The company also emphasised its continued commitment to India's developer ecosystem, revealing that the Play and Android platforms contributed ₹4 lakh crore in revenue and generated 35 lakh jobs in 2024. Google further introduced agentic AI tools and optimised templates in Firebase Studio, allowing developers to build and deploy full-stack AI applications more quickly and efficiently.
In a major move for mobile commerce, Google announced expanded access to over 250 million mapped places globally and launched India-specific pricing for Google Maps UI components. Additionally, AI-powered summaries in the Places API will help developers create location-based services tailored specifically for Indian users.
To further India's AI ambitions, Google is collaborating with three India AI Mission startups—Sarvam, Soket AI, and Gnani—on Make-in-India AI models based on Gemma. Sarvam's recent model, 'Sarvam-Translate,' exemplifies this homegrown innovation. In partnership with IIT Bombay's BharatGen, Google is also advancing ASR (Automatic Speech Recognition) and TTS (Text-to-Speech) models for Indic languages.

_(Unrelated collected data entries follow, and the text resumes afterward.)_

PR #2605, opened 2021-12-13
AB#10292 Improve look&feel of "change password" page

arsforza:


interfaces/HO-Portal/src/app/user/user.page.html
```diff
@@ -39,21 +43,50 @@ <h2>{{ 'page.user.change-password.title'|translate }}</h2>
...
-                  [minlength]="8"
-                  name="new-password"
-                  [(ngModel)]="newPassword"
-                  ngDefaultControl
-                  class="ion-margin-vertical">
-                </ion-input>
+                <div class="input-item--content">
+                  <ion-input
+                    type="password"
+                    autocomlete="off"
```
elwinschmitz, line 49: Why change this?
It can trigger users' password-managers to insert/prompt for the new password.

interfaces/HO-Portal/src/app/user/user.page.html
```diff
@@ -39,21 +43,50 @@ <h2>{{ 'page.user.change-password.title'|translate }}</h2>
...
+                      <ion-note color="danger" *ngIf="showInvalidPasswordMessage()">{{ 'page.user.error-messages.password-characters'|translate }}</ion-note>
+                  </div>
+                </div>
+              </div>
+              <div class="input-item ion-margin-bottom ion-padding-bottom">
+                <label color="medium" class="input-item--label auth-label">{{ 'page.user.change-password.confirm-password'|translate }}</label>
+                <div class="input-item--content">
+                  <ion-input
+                    type="password"
+                    autocomlete="off"
```
elwinschmitz, line 72: Here it makes sense, because we don't want that users' browsers/extensions will suggest/fill-in the old password here or something..

interfaces/HO-Portal/src/app/user/user.page.html
```diff
@@ -39,21 +43,50 @@ <h2>{{ 'page.user.change-password.title'|translate }}</h2>
...
+                    autocapitalize="off"
+                    clearInput="true"
+                    clearOnEdit="false"
+                    required
+                    [minlength]="8"
```
elwinschmitz, line 77: As we use this 'magic' value in at least 2 places (but also maybe inside the validation-messages?), we could use a single constant/variable here. So we only have to change it in 1 place and can't overlook anything that should be connected to it.

interfaces/HO-Portal/src/app/user/user.page.ts
```diff
@@ -31,4 +32,29 @@ export class UserPage implements OnInit {
...
   }
+
+  public checkConfirmPasswords() {
+    this.confirmPassword !== this.newPassword
+      ? this.newPasswordForm.form.setErrors({ differentPasswords: true })
+      : this.newPasswordForm.form.setErrors(null);
+  }
+
+  private shortPassword(): boolean {
+    return this.newPassword.length < 8;
```
elwinschmitz, line 43: Here the same variable/constant should be used. Otherwise things will 'get out of sync' when only 1 of them is changed.

interfaces/HO-Portal/src/assets/i18n/en.json
```diff
@@ -457,7 +457,13 @@
       "change-password": {
         "title": "Change password",
         "new-password": "New password",
+        "confirm-password": "Confirm password",
         "success": "Password changed"
+      },
+      "error-messages": {
+        "password-length": "Password should be more than 8 charachters.",
```
elwinschmitz, line 464: We should use a variable inside the translations as well.
I think we do that in the PA-app already.

interfaces/HO-Portal/src/global.scss
```diff
@@ -97,6 +97,15 @@ ion-button {
       --padding-end: 8px;
     }
   }
+
+  .validation-message {
+    min-height: 36px;
```
elwinschmitz, line 102: To avoid using a 'magical' number/height here, we could make the text 'invisible' instead.
So the text will always be rendered AND occupy space/height, regardless of its size/length(taking translations into account).

So the default-styles will be: 
```css
.validation-message {
  // By default 'invisible':
  visibility: hidden;

  &.is-triggered {
    visibility: visible;
  }
}
```

interfaces/HO-Portal/src/global.scss
```diff
@@ -97,6 +97,15 @@ ion-button {
...
+
+    ion-note {
+      font-weight: bold;
+      font-size: 12px;
```
elwinschmitz, line 106: Would using a `<small>`+`<strong>`-element also work visually?

So we don't need the specific CSS here.

interfaces/HO-Portal/src/global.scss
```diff
@@ -107,3 +116,39 @@ ion-button {
...
+    padding: 0;
+    width: 48px;
+  }
+
+  h1 {
+    margin-top: 10px;
+    margin-left: 4px;
+    letter-spacing: 3px;
+  }
+}
```
elwinschmitz, line 138: We could make separate component out of this even maybe... (but maybe not now per se.. ;) )

elwinschmitz (changes requested):
Looks good, only some small 'future proofing' needed.

interfaces/HO-Portal/src/app/user/user.page.html
arsforza: It does it anyway

image

But I can change it back

interfaces/HO-Portal/src/app/user/user.page.ts
arsforza: Variable added

interfaces/HO-Portal/src/app/user/user.page.html
arsforza: Variable added

interfaces/HO-Portal/src/assets/i18n/en.json
arsforza: Done

elwinschmitz (approved):

PR #2632, opened 2021-12-22
AB#9967 Update login validation behavior

arsforza:


arsforza:
@elwinschmitz
To check with SPD team before merging:
- added failed login validation message between title and login form
- removed green from login fields border
- on login fail, both fields have red border
- validation message for invalid format under both fields

PR #2640, opened 2021-12-28
AB#11547 Update Look & Feel of 121 Portal

arsforza:


interfaces/HO-Portal/src/app/components/header/header.component.html
```diff
@@ -1,62 +1,37 @@
...
+      <ion-col size="1">
+        <ion-button
+          [title]="startButtonRouterLink === '/home' ? ('header.home'|translate) : ('header.help'|translate)"
+          [attr.aria-label]="startButtonRouterLink === '/home' ? ('header.home'|translate) : ('header.help'|translate)"
+          [routerLink]="startButtonRouterLink"
+          fill="clear"
+          size="small"
+          color="medium"
+        >
+          <ion-icon [name]="startButtonIcon" slot="icon-only"></ion-icon>
```
elwinschmitz, line 13: We should not use conditional values for these properties, but use basically 2 buttons and show only 1 based on some condition.

So 2 chunks of HTML to show the "Home"-button and the "Help"-button.
And then some logic elsewhere to set `showHome` and/or `showHelp`.

interfaces/HO-Portal/src/app/components/header/header.component.html
```diff
@@ -1,62 +1,37 @@
...
+        </ion-button>
+      </ion-col>
+      <ion-col size="4">
+        <h1 class="ion-no-margin">
+          {{ title }}
+        </h1>
+        <ion-note *ngIf="programPage">
```
elwinschmitz, line 20: I would not put 'implicit logic' in these templates, just only 'display logic'.

So only check whether `programTitlePortal` is set/has any value.
Then the whole 'connection' or knowledge about "what is a program-page?" can be left out of this component.

interfaces/HO-Portal/src/app/program/disable-registration/disable-registration.component.html
```diff
@@ -1,10 +1,6 @@
...
-  class="ion-align-items-center ion-justify-content-end"
->
-
-<ion-item *ngIf="program">
+<ion-row *ngIf="program" class="ion-align-items-center">
   <ion-label>{{ 'page.program.phases.registrationValidation.toggleText-enable-registrations'|translate }} </ion-label>
-  <ion-toggle  [ngModel]=publishedStatus (click)="updateRegistrationStatus()"></ion-toggle>
-</ion-item>
-</div>
+  <ion-toggle  [ngModel]=publishedStatus (click)="updateRegistrationStatus()" color="secondary"></ion-toggle>
```
elwinschmitz, line 3:
```suggestion
  <ion-toggle
    [(ngModel)]="publishedStatus"
    (click)="updateRegistrationStatus()"
    color="secondary"
  ></ion-toggle>
```

I'm not sure if the `ngModel`-property would need the 2-way-data-binding, but I think it almost always is for these type of properties..

interfaces/HO-Portal/src/app/program/phase-navigation/phase-navigation.component.html
```diff
@@ -1,21 +1,21 @@
 <span
   *ngFor="let phase of programPhases"
-  class="phase-navigation"
+  class="active-page-button"
```
elwinschmitz, line 3: The name of this (CSS-only)components is a bit confusing/misleading.

It is a "page-button" that _can_ have the state "active", but using the term "active" in its name is a bit confusing.

interfaces/HO-Portal/src/global.scss
```diff
@@ -29,15 +29,30 @@
...
 
 .horizontal-scroll-container {
   overflow-x: auto;
   -webkit-overflow-scrolling: touch;
 }
 
+.top-header {
+  border-bottom: 1px solid #c2c2c2;
+  &::after {
+    background-image: none;
```
elwinschmitz, line 52: Is this to override some Ionic-default styling?

Maybe better to put it on the same selector as the Ionic-styling then.
So `ion-header::after`??

interfaces/HO-Portal/src/global.scss
```diff
@@ -152,3 +167,18 @@ ion-icon {
   margin-left: auto;
   margin-right: auto;
 }
+.active-page-button {
+  --phase-navigation--indicator-size: 2px;
```
elwinschmitz, line 171: If moving this CSS-component into the global scope, it is also better to rename its variables/custom-properties, I think.

But why would it be necessary to move away from the specific component anyway?

elwinschmitz (changes requested):

PR #2660, opened 2022-01-04
Feat.stop canceling

jannisvisser:


jannisvisser:
Already merged this - after short review with Diderik - because we wanted to include this asap in deploy to production. However, this still warrants a more detailed review by a developer.

PR #2665, opened 2022-01-05
feat: show amount in PA-table AB#11799

jannisvisser:


interfaces/HO-Portal/src/app/program/program-people-affected/program-people-affected.component.html
```diff
@@ -260,23 +255,30 @@ <h2>{{ 'page.program.program-people-affected.section-title'|translate }}</h2>
            }"
           [attr.title]="'page.program.program-people-affected.transaction.show-status'|translate"
           [attr.aria-label]="'page.program.program-people-affected.transaction.show-status'|translate"
+          [class.payment-cell-no-popup]="!hasVoucherSupport(row.fsp) && !hasError(row, column.paymentIndex)"
```
elwinschmitz, line 258: This will also work, but there is already an `[ngClass]`-property on this element, so better to add it there.

The pattern there is:  
`'class-name': conditionToAddClassNameWhenTrue`

So, add this: `'payment-cell-no-popup': !hasVoucherSupport(row.fsp) && !hasError(row, column.paymentIndex),`
to line 254 above.

@jannisvisser

elwinschmitz (changes requested):

interfaces/HO-Portal/src/app/program/program-people-affected/program-people-affected.component.html
jannisvisser: @elwinschmitz feel free to take this item over and process these changes yourself, if you want?

elwinschmitz (approved):
We, from WC-duck... ;)

PR #2685, opened 2022-01-12
Feat roles permissions

jannisvisser:


services/121-service/src/user/user-role.entity.ts
```diff
@@ -1,13 +1,12 @@
...
 import { ProgramAidworkerAssignmentEntity } from '../programs/program-aidworker.entity';
 import { Base121Entity } from '../base.entity';
+import { PermissionEntity } from './permissions.entity';
 
 @Entity('user_role')
 export class UserRoleEntity extends Base121Entity {
-  @Column()
-  public role: UserRole;
+  @Column({ unique: true })
+  public role: string;
```
elwinschmitz, line 9: Shouldn't this become `DefaultUserRole` instead of accepting any string? @RubenGeo

RubenGeo: No, it should also allow custom user defined roles

elwinschmitz (approved):

PR #2713, opened 2022-01-26
Do not merge roles but replace them

RubenGeo:


RubenGeo:
I think we need this to be able to change the Roles on out production servers @jannisvisser. Can you double check if this does not break something

PR #2747, opened 2022-02-08
Feat: Token in cookies in interfaces

PeterSmallenbroek:


interfaces/HO-Portal/src/app/models/user.model.ts
```diff
@@ -1,11 +1,9 @@
...
-
 export class UserModel {
   token: string;
 }
 
 export class User {
   token?: string;
   username: string;
-  permissions: Permission[];
+  permissions: string[];
```
elwinschmitz, line 8: The type `Permission` in the interface(s) is not the same as the `Permission`-object in the back-end;
So we should keep this as it was.

interfaces/HO-Portal/src/app/services/jwt.service.ts
```diff
@@ -5,19 +5,21 @@ import { JwtHelperService } from '@auth0/angular-jwt';
   providedIn: 'root',
 })
 export class JwtService {
-  private tokenKey = 'jwt-HO';
+  private tokenKey = 'logged-in-user-HO';
```
elwinschmitz, line 8: We might not even need this anymore...
As "Users" and their cookies would be valid for both interfaces at the same time...

But maybe this would need some extra testing...

PR #2781, opened 2022-02-25
Feat: Make custom attributes clickable

PeterSmallenbroek:


features/HO-Portal/Edit_Info_Person_Affected.feature
```diff
@@ -22,7 +22,7 @@ Feature: Edit information on Person Affected
     Then a popup opens
     And in the title the ID-number of the Person Affected is mentioned
     And an input-field for the "paymentAmountMultiplier" and "phoneNumber" is shown
-    And an input-field for each Custom Attribute (such as "partnerOrganization") is shown
+    And an input-field for each Custom Attribute with type 'string' (such as "namePartnerOrganization") is shown
```
arsforza, line 25:
```suggestion
    And an input-field for each Custom Attribute with type other than 'boolean' (such as "namePartnerOrganization") is shown
```

@PeterSmallenbroek I'm assuming custom attributes can be "string", "number", or "phoneNumber"

PR #2989, opened 2026-04-16
Add redhat-rhem chart for 1.1.1

keitwb:


keitwb:
@komish I need to be added to the OWNERS file in https://github.com/openshift-helm-charts/charts/pull/2990 and then once we do that will be able to release this without further manual review?

komish:
After that merges, rebase this PR and it should retrigger the workflow. If all checks are green, you should be good to go.

PR #3091, opened 2026-05-14
Replace openbao-helm report-only with chart-only submission

karras:
This should add missing meta data in the OpenShift catalog, and include the chart in the charts repo.


karras:
We'll switch to a chart-only submission in a next release.

PR #3116, opened 2026-05-20
Add chart 5g-upf-global 1.260315.10516330 from Samsung

shlee519:
Helm chart certification for 5g-upf-global version 1.260315.10516330

Partner: Samsung


komish:
Ref:
CERTOPS-2094
CERTOPS-2087

PR #3132, opened 2026-05-26
fix(openbao): change vendor name to 'OpenBao'

pree:


komish:
Please open a partner support ticket for guidance. This kind of change cannot be made here.

pree:
Thanks for the feedback @komish. I've opened up a ticket already earlier today and wasn't sure whether to keep the PR open :)

PR #3146, opened 2026-05-28
Add new owners to Vault chart

schavis:
Add Github users to the owners file to support Red Hat access for submitting OpenShift artifacts


komish:
This must be done via your [Connect portal](https://connect.redhat.com/).

PR #3187, opened 2026-06-09
Add zcm-redis 0.1.0 verification report

Mredward123:
## Chart Information

| Field | Value |
|-------|-------|
| **Chart Name** | zcm-redis |
| **Version** | 0.1.0 |
| **Vendor** | iWhaleCloud |
| **Type** | application |
| **App Version** | aik |
| **Kube Version** | >=1.20.0 |

## Verification Details

| Field | Value |
|-------|-------|
| **Tool Version** | chart-verifier v1.14.1 |
| **Profile** | v1.3 / partner |
| **Tested OpenShift Version** | 4.21 |
| **Supported OpenShift Versions** | >=4.7 |
| **Web Catalog Only** | true |
| **Certified Timestamp** | 2026-06-09T08:01:10+00:00 |

## Verification Results

All Mandatory checks passed: ✅

## Delivery Method

- Web catalog only delivery (no chart tarball submitted)
- Chart is signed, PGP public key registered in OWNERS file

### DIFF
--- a/charts/partners/iwhalecloud/zcm-redis/0.1.0/report.yaml
+++ b/charts/partners/iwhalecloud/zcm-redis/0.1.0/report.yaml
@@ -6,13 +6,13 @@ metadata:
         profile:
             VendorType: partner
             version: v1.3
-        reportDigest: uint64:11506990529405218537
+        reportDigest: uint64:8440614228156750125
         chart-uri: N/A
         digests:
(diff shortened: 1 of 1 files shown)


Mredward123:
The reason for the failure of this test case is that our environment is an offline one and cannot connect to the public network to verify the image. However, in fact, our image has already undergone preflight verification and can be seen on the Red Hat portal. So this error needs to be handled by the backend staff.

komish:
CERTOPS-2114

To support India's thriving game development community, Google launched the 'Google Play x Unity Game Developer Training' program, in collaboration with Unity and GDAI. Targeted at 500 Indian developers initially, the program offers over 30 hours of specialised training across various game development roles.
Highlighting grassroots innovation, the Gen AI Exchange Hackathon encouraged developers to apply their AI skills to real-world challenges. During the event, startups such as Sarvam, InVideo, Glance, and Nykaa showcased impactful solutions built using Google's AI models.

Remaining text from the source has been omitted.